Use Inheritance for is-a Relationships #
If the core of an object's identity is that it is a specialization of a general concept, inheritance might be the right choice. Especially if this modeling results in a shallow, narrow, hierarchy and thus your costs for being wrong are low.
On the flip side, do not use inheritance just to get your hands at some of the behavior of some existing class. Just because a dog has four legs doesn't meant you should inherit from an existing class Table
just to get support for legs...
Use Duck-Types for behaves-like-a Relationships #
When an object plays a role, but is not entirely defined by that role, we have a duck type. Examples include the Schedulable
and Preparer
duck-types of previous sections. It is common that many otherwise completely unrelated objects end up playing the same role in a given context. Placing these objects into a classical hierarchy would make little sense.
Instead, identify the interface of the duck type and make sure the players of that duck type implement that interface. This can be done informally (at least in dynamic languages) or formally (e.g. by defining a purely abstract base class) depending on how much structure you need.
If the duck type shares behavior, and not just the interface, use modules (in Ruby) or mixin classes (in Python).
Use Composition for has-a Relationships #
Sometimes this is obvious: A car has wheels, a bicycle has a chain and other parts etc. The important thing is that a bike is more than its parts.
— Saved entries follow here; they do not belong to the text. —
Issue #2549, opened 2018-07-20
Do not (exclusively) rely on class name to execute migration steps (e.g. use decorator instead)


dominic-simplan:
**Issue type:**

[ ] question
[ ] bug report
[x] feature request
[ ] documentation issue

**Database system/driver:**

[ ] `cordova`
[ ] `mongodb`
[ ] `mssql`
[ ] `mysql` / `mariadb`
[ ] `oracle`
[ ] `postgres`
[x] `sqlite`
[ ] `sqljs`
[ ] `react-native`
[ ] `expo`

**TypeORM version:**

[x] `latest`
[ ] `@next`
[ ] `0.x.x` (or put your version here)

There might be cases where this is not as obvious as it could be. Let's go back to an early example. Imagine for a moment that Python's list
class did not already have methods for treating it as a stack (first-in-first-out data access) and we wanted to write our own Stack
class, with just the two methods of push
and pop
.
Someone might be tempted to use inheritance here:
class Stack(list):
def pop(self):
item = self[-1]
del self[-1]
return item
def push(self, value):
self.append(value)
The issue here is that a Stack
has some fundamental differences from a list
. Most importantly, data access only happens at the top of the stack. But by inheriting the full interface and behavior from list
, nothing would stop us from accessing items in the middle:
my_stack = Stack()
my_stack.push(1)
my_stack.push(2)
my_stack[0] = 5
print(my_stack)
# [5, 2]
We could try and prevent this by overriding the __setitem__
and __getitem__
methods in Stack
to prevent this random access, but think about what that means in terms of the class hierarchy: Stack
says "I'm a list!" but then says "Yeah but don't access me like a list!". In other words, the Stack
class is not substitutable for the list
class!
It would be much more accurate to say that a stack has a list (or whatever else we decide to use internally for storage):
class Stack:
def __init__(self):
self._items = []
def pop(self):
item = self._items[-1]
del self._items[-1]
return item
def push(self, value):
self._items.append(vale)
Now trying to set values via my_stack[0] = 5
would give an error. And if we decide that we don't want to use a list to store the items but something else (a linked list, maybe?) we can make this change without changing the interface of Stack
.
Summary #
Classical inheritance, modules (or mixins) and composition are all great tools with justifiable use cases. They're all awesome when used in the right context, and they all have the potential to produce hard-to-maintain code when used in the wrong context. The last three chapters have hopefully demonstrated a number of principles that help deciding on which technique to use.
And if you ever chose the wrong technique, don't hestitate to refactor to something more suitable!